À l’orée d’une dixième journée de manifestations mardi contre la réforme des retraites, gouvernement et syndicats mettent en garde contre un risque de « chaos » et c’est sur fond de climat délétère et violent, qu’Emmanuel Macron recevra lundi les poids lourds de la majorité.
Un court répit, après plusieurs nuits tendues. La contestation de la réforme des retraites s’est poursuivie dans plusieurs villes samedi, avec des cortèges rassemblant quelques centaines de personnes. Des « rassemblements de proximité » encouragés par l’intersyndicale avant une nouvelle grande journée de mobilisation mardi, avec notamment un cortège parisien qui défilera de la place de la République à Nation.
La veille, donc lundi, Emmanuel Macron recevra la Première ministre Elisabeth Borne et les cadres de sa majorité – chefs de partis, ministres, parlementaires – à l’Élysée, avec le climat social délétère en toile de fond.
Alors que les affrontements se sont déplacés, le temps du week-end, autour des bassines de Sainte-Soline (Deux-Sèvres), des dégradations de mobilier urbain et des jets de projectiles sur les forces de l’ordre ont été rapportés ce samedi à Rennes lors du cortège antiréforme. Mais rien de comparable avec les « scènes de chaos » dans la capitale bretonne, dont s’était émue sa maire Nathalie Appéré lors de la manifestation de jeudi.
Des débordements observés dans de nombreuses autres villes : commissariat attaqué à Lorient, porche de l’hôtel de ville incendié à Bordeaux, heurts et départs de feux innombrables à Paris.
Point d’orgue d’une semaine d’échauffourées quotidiennes, depuis le recours du gouvernement au 49.3 pour faire adopter sa réforme au Parlement, cette neuvième journée à l’initiative des syndicats a aussi marqué un rebond de la mobilisation, avec entre 1,09 million (Beauvau) et 3,5 millions (CGT) de participants. Succès éclipsé par les accusations de violences, qui visent également les forces de l’ordre : pouce arraché pour une manifestante à Rouen, cheminot « éborgné » à Paris selon SUD-Rail, syndicats « visés par le canon à eau » à Rennes…
Le Conseil de l’Europe s’est alarmé d’un « usage excessif de la force » et les critiques se concentrant sur la BRAV-M, unité à moto chargée du maintien de l’ordre dans la capitale et dont la dissolution n’est « pas à l’ordre du jour » selon le préfet de police Laurent Nuñez.
« Une demande de justice »
Face à ce durcissement généralisé, le pouvoir rejette la faute sur une partie de ses opposants. « Ceux qui aujourd’hui tirent au mortier et tentent d’incendier » des bâtiments publics, « ont une volonté de désordre », a affirmé dimanche le ministre du Travail, Olivier Dussopt, lors de l’émission politique de France Inter/France Télévisions et Le Monde.

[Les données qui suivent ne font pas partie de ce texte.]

PR #551, opened 2022-05-12
feat(vc): add verifiable credential expiration date

Harasz:
### Description

Add expiration feature to VC and VP implementation 

### Contributor checklist

### DIFF
--- a/src/modules/verifiable-credentials/verifiable-credentials-base.service.ts
+++ b/src/modules/verifiable-credentials/verifiable-credentials-base.service.ts
@@ -19,7 +19,6 @@ import {
   RoleCredentialSubject,
   CreatePresentationParams,
   verifiableCredentialEIP712Types,
-  verifiablePresentationEIP712Types,
   verifiablePresentationWithCredentialEIP712Types,
   InitiateExchangeResults,
 } from './types';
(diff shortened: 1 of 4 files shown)


src/modules/verifiable-credentials/verifiable-credentials-base.service.ts
```diff
@@ -300,9 +308,33 @@ export abstract class VerifiableCredentialsServiceBase {
...
     // TODO: generate types from the presentation
-    const types = verifiableCredential
-      ? verifiablePresentationWithCredentialEIP712Types
-      : verifiablePresentationEIP712Types;
+    const types: typeof verifiablePresentationWithCredentialEIP712Types =
+      JSON.parse(
+        JSON.stringify(verifiablePresentationWithCredentialEIP712Types)
+      );
+
+    const { oneVCHasExpirationDate, allVCHaveExpirationDate } =
```
JGiter, line 316: This can shortened to two lines if using `some` and `every` on `verifiableCredential`

JGiter (approved):

src/modules/verifiable-credentials/verifiable-credentials-base.service.ts
Harasz: That’s true and with two loops instead of one as it is right now 😄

« Ce sont des gens qui ne respectent rien, certainement pas la vie humaine », a renchéri la présidente de l’Assemblée nationale, Yaël Braun-Pivet, évoquant sur le plateau du Grand Jury RTL/Le Figaro/LCI les menaces « abominables » qu’elle et d’autres élues de la majorité ont reçues récemment. « Ceux qui protestent sont en colère, il nous faut les entendre », dit le porte-parole du gouvernement, Olivier Véran, dans le Journal du dimanche. Rien à voir avec « les factieux qui viennent pour semer le chaos dans le pays ».

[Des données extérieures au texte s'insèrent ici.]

PR #556, opened 2022-05-16
fix: retry failed requests on token refresh

Harasz:
### Description

Fix previously failed request to SSI-Hub on token refresh.

### Contributor checklist

### DIFF
--- a/src/modules/cache-client/cache-client.service.ts
+++ b/src/modules/cache-client/cache-client.service.ts
@@ -21,6 +21,7 @@ import { cacheConfigs } from '../../config/cache.config';
 import { ICacheClient } from './cache-client.interface';
 import {
   AssetsFilter,
+  AuthTokens,
   ClaimsFilter,
   TEST_LOGIN_ENDPOINT,
 } from './cache-client.types';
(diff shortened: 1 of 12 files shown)


src/modules/cache-client/cache-client.service.ts
```diff
@@ -63,44 +64,39 @@ export class CacheClient implements ICacheClient {
...
   async authenticate() {
+    let tokens: AuthTokens | undefined = undefined;
+
+    // First try to refresh access token
     try {
       const refreshedTokens = await this.refreshToken();
 
-      if (refreshedTokens) {
-        getLogger().debug('[CACHE CLIENT] Setting authorization tokens');
-        if (!this.isBrowser) {
```
JGiter, line 71: Don't you think it will lead to failed authentication in line 73 in Node.js?

Harasz: I've tested it and everything is fine

src/modules/cache-client/cache-client.service.ts
```diff
@@ -132,7 +128,15 @@ export class CacheClient implements ICacheClient {
       getLogger().debug(`[CACHE CLIENT] axios error unauthorized`);
       const retryOriginalRequest = new Promise((resolve) => {
         this.failedRequests.push(() => {
-          resolve(axios(originalRequest));
+          console.log(originalRequest);
```
hejkerooo, line 131: remove console.log

hejkerooo (approved):

src/modules/signer/signer.service.ts
```diff
@@ -445,8 +445,10 @@ export class SignerService {
    *
```
JGiter, line 445:
```suggestion
   * @param force when true recalculates token even if it is already present
```

src/modules/cache-client/cache-client.service.ts
JGiter: Ok. Lets try it

JGiter (approved):

src/modules/cache-client/cache-client.service.ts
```diff
@@ -63,44 +64,43 @@ export class CacheClient implements ICacheClient {
...
         'Authorization'
-      ] = `Bearer ${token}`;
+      ] = `Bearer ${tokens.token}`;
     }
-    this.refresh_token = refreshToken;
-    this.pubKeyAndIdentityToken = pubKeyAndIdentityToken;
+    this.refresh_token = tokens.refreshToken;
 
+    // Run previously failed requests
+    console.log(
```
jrhender, line 101: Instead of `console.log` here, should it be replaced with `getLogger().log`?

jrhender (commented):
Seems like good changes to me, thanks @Harasz  We just need to be sure to test login/logout/change-account scenarios very thoroughly on Switchboard board.

Harasz:
@jrhender I've added jira task to add test for auth scenarios. We don't have one currently. And should be `getLogger`. But I will add task to use logger in other modules.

Argument renvoyé par le secrétaire général de la CFDT, Laurent Berger, qui rappelle dans un entretien à la revue Le Grand Continent que la réforme des retraites vise à générer « à peine 10 milliards d’euros d’économies » et juge « absurde de risquer de faire sombrer la France dans le chaos pour si peu ». Le président du Rassemblement national, Jordan Bardella, a pour sa part accusé l’exécutif de « spéculer sur la violence », ajoutant sur France 3 qu’«Emmanuel Macron prend un malin plaisir à ce désordre et à ce chaos».
Le chef de l’État, qui a appelé vendredi à « la plus grande fermeté » face aux violences, a indiqué vouloir « attendre la décision du Conseil constitutionnel » sur la réforme des retraites – d’ici trois semaines – tout en se disant « à la disposition » des syndicats « pour avancer tout de suite » sur d’autres sujets comme les salaires et les conditions de travail. Une façon de répondre aux « colères » qui « dépassent largement la réforme des retraites », a expliqué samedi Elisabeth Borne, voyant dans le mouvement social en cours depuis deux mois « une demande de justice ».